GOAL OF THE EXERCISE: Start with the first line of the data and end with the line that holds "### Task description"; write out each one exactly.

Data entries
════════════════════
PR #1071, opened 2024-12-21
BREAKING: Replace SetOnce Get/Set with Value, #1069

### LINKED ISSUE #1069: Task: Refactor SetOnce<T> to .NETify

### Task description

`SetOnce<T>` has `Get()` and `Set()` methods without any overloads. This class can be improved by changing `Get()` and `Set()` methods to a `Value` property to match `Nullable<T>` in .NET.

`Get()` and `Set()` should be deprecated and moved to the `Support/ObsoleteAPI` (for removal in the rc1). This can be done by making `SetOnce<T>` into a partial class, which allows us to simply delete the whole class to remove the obsolete members.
════════════════════
TASK OUTPUT:
PR #1071, opened 2024-12-21
BREAKING: Replace SetOnce Get/Set with Value, #1069

### LINKED ISSUE #1069: Task: Refactor SetOnce<T> to .NETify

### Task description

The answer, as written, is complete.